:: DATA TO PROCESS ::
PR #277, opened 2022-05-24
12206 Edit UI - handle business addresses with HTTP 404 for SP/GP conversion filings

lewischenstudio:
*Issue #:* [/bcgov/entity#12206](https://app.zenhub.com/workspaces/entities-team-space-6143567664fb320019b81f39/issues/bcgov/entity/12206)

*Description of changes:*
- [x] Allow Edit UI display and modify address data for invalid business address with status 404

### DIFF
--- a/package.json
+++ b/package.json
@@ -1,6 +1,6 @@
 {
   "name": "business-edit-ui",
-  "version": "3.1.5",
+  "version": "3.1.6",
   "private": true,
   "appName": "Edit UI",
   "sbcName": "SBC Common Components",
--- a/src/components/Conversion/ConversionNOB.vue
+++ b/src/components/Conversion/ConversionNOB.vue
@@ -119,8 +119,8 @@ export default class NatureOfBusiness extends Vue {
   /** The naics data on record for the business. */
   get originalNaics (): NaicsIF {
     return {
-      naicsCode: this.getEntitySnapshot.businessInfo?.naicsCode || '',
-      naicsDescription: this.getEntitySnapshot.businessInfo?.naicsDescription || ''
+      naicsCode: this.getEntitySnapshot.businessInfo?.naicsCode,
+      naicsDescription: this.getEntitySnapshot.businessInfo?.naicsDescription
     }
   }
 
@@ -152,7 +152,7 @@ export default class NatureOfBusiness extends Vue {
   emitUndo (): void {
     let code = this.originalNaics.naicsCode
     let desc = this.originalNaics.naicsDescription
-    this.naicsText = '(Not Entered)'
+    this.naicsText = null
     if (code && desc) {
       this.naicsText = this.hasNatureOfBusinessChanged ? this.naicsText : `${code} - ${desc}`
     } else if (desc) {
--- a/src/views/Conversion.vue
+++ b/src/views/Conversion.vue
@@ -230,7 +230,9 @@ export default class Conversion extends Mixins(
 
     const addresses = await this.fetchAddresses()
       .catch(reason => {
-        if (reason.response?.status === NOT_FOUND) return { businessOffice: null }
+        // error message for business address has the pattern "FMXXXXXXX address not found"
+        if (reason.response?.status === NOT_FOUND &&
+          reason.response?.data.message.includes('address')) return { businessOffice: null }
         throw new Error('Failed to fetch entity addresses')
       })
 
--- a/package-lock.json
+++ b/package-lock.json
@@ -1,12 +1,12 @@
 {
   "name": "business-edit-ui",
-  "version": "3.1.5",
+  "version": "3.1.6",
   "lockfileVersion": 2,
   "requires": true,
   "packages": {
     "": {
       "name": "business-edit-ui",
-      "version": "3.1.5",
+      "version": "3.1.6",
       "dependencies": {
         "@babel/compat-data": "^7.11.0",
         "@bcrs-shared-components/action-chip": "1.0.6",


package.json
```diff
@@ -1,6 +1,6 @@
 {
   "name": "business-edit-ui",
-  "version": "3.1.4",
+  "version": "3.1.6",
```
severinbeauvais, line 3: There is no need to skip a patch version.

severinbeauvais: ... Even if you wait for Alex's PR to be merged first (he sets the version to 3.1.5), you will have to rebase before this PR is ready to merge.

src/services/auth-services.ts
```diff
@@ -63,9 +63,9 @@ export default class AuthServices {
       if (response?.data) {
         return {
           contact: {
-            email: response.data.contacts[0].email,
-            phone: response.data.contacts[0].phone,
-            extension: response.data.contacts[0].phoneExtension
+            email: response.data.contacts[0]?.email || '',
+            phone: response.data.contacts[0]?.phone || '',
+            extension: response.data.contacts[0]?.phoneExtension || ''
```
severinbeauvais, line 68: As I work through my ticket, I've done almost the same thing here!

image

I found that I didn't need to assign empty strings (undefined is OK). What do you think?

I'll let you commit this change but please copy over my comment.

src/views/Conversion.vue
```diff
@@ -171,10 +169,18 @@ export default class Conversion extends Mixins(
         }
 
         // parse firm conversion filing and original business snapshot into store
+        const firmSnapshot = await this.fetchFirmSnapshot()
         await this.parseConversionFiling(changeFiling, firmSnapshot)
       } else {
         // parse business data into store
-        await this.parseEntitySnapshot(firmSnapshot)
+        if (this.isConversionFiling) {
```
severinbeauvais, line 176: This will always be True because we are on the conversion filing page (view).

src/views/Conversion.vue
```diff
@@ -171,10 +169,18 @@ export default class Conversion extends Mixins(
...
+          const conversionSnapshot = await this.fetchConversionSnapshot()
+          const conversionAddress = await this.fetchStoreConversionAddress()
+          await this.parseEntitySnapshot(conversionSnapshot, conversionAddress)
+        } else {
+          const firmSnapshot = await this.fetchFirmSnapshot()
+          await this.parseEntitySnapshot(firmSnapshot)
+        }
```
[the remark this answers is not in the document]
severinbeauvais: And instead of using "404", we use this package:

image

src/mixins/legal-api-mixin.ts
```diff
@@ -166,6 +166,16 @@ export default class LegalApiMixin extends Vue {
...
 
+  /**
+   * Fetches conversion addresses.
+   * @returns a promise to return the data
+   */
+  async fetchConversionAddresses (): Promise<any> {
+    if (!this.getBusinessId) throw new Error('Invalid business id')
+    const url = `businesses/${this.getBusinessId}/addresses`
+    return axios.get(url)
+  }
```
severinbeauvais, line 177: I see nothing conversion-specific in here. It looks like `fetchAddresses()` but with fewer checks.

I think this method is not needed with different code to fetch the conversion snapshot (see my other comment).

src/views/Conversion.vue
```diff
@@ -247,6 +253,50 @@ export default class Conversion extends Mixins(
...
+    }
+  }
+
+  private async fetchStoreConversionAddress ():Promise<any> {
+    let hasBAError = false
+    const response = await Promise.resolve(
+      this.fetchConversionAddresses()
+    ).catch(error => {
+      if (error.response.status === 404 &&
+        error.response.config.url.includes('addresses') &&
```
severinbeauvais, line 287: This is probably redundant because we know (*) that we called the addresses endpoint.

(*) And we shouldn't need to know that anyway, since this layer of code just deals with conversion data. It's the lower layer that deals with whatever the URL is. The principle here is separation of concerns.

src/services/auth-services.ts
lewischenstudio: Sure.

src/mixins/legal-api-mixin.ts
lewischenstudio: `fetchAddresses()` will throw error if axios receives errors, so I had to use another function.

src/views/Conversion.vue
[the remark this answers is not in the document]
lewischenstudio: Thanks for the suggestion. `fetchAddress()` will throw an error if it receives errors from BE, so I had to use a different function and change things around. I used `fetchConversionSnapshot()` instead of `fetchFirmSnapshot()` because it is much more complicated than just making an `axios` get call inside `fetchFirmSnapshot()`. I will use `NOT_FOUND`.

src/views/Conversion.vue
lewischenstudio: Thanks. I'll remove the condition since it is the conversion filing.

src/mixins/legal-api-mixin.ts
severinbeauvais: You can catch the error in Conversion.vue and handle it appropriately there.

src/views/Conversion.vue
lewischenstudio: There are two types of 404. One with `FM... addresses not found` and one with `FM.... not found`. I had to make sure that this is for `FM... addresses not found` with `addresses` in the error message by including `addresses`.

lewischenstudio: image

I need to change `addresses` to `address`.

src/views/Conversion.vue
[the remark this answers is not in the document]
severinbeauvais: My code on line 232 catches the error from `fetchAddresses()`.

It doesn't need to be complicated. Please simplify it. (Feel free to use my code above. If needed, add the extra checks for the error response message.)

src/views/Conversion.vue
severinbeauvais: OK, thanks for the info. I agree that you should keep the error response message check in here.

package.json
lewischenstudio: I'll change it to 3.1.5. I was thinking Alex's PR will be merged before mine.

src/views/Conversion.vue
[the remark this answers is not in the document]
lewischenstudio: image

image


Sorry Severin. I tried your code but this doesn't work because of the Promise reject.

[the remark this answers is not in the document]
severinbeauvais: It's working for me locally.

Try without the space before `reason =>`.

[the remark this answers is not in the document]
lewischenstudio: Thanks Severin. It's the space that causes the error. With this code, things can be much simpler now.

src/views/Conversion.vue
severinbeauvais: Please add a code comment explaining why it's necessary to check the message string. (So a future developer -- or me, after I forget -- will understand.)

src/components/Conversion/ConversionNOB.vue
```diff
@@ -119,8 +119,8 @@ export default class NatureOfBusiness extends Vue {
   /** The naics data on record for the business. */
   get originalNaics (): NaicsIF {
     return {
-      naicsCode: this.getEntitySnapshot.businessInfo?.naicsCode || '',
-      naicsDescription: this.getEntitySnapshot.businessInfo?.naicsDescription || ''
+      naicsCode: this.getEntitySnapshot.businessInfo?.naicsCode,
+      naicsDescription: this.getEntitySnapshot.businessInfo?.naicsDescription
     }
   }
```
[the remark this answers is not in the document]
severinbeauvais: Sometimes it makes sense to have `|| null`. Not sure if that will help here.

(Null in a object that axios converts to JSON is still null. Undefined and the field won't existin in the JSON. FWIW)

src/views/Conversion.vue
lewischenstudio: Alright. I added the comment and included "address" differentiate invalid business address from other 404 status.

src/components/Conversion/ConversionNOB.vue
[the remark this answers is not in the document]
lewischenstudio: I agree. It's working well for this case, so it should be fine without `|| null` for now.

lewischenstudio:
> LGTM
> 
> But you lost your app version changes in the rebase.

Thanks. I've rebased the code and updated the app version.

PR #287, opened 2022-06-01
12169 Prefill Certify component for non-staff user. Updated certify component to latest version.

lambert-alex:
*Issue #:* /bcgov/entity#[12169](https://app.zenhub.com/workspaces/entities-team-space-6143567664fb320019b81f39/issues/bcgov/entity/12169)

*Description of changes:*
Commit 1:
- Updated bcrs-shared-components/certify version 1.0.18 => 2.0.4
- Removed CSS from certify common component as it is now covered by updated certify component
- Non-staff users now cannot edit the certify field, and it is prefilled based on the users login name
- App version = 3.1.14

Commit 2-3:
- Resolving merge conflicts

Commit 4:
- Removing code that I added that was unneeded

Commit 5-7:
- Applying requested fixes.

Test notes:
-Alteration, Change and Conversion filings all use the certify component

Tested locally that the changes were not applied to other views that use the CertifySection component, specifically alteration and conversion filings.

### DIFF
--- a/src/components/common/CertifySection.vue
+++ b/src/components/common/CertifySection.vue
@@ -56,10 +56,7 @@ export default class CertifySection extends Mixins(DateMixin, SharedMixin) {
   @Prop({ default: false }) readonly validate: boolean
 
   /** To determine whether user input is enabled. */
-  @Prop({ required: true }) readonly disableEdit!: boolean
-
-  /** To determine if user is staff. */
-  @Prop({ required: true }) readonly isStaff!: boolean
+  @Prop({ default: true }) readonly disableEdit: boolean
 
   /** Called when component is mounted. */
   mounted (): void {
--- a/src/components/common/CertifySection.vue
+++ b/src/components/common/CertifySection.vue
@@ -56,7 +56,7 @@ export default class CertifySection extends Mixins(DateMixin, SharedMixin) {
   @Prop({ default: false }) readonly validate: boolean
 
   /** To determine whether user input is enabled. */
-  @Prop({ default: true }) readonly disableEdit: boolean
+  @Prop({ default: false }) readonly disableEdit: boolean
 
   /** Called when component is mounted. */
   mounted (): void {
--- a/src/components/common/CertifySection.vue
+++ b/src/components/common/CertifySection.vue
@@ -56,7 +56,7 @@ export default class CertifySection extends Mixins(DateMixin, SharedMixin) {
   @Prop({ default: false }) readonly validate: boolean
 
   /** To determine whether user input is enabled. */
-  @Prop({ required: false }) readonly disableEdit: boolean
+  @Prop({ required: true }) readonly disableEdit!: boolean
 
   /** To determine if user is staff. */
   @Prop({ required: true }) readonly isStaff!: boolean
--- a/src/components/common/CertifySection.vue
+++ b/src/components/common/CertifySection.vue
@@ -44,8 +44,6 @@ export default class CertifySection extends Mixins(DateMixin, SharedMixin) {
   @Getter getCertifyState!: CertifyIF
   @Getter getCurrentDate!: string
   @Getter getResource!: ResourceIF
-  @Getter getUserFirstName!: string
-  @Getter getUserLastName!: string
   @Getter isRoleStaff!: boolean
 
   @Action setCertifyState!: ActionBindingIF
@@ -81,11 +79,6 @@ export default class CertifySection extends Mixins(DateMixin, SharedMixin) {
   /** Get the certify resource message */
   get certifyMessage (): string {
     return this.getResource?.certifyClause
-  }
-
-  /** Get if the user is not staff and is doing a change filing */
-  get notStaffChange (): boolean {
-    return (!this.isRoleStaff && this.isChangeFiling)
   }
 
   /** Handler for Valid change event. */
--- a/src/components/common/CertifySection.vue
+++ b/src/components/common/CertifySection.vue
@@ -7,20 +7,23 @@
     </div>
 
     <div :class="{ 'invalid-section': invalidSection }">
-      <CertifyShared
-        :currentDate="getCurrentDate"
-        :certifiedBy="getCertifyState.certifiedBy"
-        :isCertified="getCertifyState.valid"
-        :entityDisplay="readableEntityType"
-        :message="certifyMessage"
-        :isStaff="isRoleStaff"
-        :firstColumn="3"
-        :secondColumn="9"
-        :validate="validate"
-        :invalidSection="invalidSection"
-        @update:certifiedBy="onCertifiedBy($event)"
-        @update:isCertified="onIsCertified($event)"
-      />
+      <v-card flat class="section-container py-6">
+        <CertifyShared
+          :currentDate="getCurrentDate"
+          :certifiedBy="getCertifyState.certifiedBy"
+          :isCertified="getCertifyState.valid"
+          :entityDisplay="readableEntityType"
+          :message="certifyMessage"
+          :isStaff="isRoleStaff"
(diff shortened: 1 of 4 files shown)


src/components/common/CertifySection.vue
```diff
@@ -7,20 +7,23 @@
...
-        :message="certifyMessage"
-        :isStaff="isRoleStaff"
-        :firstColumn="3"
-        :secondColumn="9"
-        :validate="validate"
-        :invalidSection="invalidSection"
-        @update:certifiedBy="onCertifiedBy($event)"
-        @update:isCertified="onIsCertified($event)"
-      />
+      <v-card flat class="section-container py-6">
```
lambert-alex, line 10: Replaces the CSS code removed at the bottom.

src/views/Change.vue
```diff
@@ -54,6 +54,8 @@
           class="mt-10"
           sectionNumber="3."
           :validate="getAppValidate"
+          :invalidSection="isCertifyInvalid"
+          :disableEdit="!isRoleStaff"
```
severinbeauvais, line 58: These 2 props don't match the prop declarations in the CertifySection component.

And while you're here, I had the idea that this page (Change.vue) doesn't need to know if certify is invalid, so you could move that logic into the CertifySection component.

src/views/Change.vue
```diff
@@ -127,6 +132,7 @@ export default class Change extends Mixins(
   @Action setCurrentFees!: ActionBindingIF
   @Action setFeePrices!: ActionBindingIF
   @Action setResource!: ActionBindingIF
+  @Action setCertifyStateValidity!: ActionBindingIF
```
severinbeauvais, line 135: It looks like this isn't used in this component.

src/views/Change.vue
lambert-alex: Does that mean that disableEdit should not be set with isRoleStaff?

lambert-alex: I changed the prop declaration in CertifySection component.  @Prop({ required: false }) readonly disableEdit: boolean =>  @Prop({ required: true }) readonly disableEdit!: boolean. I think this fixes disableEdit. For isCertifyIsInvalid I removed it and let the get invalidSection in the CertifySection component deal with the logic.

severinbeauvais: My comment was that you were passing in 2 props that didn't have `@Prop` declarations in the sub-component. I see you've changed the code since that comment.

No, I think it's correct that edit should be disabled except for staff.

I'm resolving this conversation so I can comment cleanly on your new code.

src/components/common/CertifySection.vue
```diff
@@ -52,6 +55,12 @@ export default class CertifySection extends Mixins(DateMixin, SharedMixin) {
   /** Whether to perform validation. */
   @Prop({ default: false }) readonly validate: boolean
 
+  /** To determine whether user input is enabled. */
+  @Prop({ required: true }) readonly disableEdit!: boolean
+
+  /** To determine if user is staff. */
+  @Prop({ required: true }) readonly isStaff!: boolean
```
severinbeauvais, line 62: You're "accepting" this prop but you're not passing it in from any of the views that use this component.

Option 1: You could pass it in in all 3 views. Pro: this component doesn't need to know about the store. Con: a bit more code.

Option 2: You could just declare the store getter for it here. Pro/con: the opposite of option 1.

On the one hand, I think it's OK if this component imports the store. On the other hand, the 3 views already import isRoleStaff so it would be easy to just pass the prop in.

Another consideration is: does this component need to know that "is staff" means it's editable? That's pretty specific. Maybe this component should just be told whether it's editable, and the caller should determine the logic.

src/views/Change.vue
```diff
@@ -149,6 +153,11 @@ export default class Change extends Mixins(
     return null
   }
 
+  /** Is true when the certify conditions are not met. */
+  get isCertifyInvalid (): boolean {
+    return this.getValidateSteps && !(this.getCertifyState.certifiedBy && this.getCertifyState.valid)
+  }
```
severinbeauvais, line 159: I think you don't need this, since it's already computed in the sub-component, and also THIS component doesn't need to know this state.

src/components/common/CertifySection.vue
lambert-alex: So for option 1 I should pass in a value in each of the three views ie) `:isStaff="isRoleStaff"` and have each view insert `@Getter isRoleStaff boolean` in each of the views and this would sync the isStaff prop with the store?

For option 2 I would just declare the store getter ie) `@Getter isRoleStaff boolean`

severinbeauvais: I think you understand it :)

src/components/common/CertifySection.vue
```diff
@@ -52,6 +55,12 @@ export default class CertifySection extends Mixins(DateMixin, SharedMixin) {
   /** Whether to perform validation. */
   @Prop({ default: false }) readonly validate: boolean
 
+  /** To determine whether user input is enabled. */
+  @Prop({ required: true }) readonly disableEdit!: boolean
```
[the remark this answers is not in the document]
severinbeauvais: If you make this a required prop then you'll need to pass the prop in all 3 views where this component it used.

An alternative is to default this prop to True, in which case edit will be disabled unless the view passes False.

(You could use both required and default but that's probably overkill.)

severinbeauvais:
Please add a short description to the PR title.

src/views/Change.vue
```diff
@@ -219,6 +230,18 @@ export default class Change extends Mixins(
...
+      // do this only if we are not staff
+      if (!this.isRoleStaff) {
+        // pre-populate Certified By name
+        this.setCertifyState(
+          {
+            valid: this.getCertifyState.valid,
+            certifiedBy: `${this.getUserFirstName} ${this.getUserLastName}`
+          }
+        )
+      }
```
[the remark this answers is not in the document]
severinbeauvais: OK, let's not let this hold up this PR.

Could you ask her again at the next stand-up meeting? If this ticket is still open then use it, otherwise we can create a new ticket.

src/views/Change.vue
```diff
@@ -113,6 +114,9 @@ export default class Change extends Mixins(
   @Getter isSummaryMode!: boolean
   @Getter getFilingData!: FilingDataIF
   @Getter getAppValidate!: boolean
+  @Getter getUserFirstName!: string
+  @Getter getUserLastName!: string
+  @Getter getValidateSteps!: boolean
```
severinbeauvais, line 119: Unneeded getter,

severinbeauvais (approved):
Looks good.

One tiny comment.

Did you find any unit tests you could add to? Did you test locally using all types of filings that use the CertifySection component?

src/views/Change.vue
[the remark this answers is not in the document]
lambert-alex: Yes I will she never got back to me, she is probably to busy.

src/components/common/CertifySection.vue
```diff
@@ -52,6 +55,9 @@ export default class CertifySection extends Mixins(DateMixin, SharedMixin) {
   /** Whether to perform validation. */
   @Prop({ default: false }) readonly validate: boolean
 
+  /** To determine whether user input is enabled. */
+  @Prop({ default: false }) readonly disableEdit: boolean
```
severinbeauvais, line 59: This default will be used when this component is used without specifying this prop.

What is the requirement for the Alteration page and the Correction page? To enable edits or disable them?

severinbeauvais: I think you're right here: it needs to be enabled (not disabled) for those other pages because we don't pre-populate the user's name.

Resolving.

:: YOUR INSTRUCTIONS ::
Search the preceding listing for "getUserLastName", then copy every line that holds it.

:: ANSWER TO THE EXERCISE ::
-  @Getter getUserLastName!: string
+            certifiedBy: `${this.getUserFirstName} ${this.getUserLastName}`
+  @Getter getUserLastName!: string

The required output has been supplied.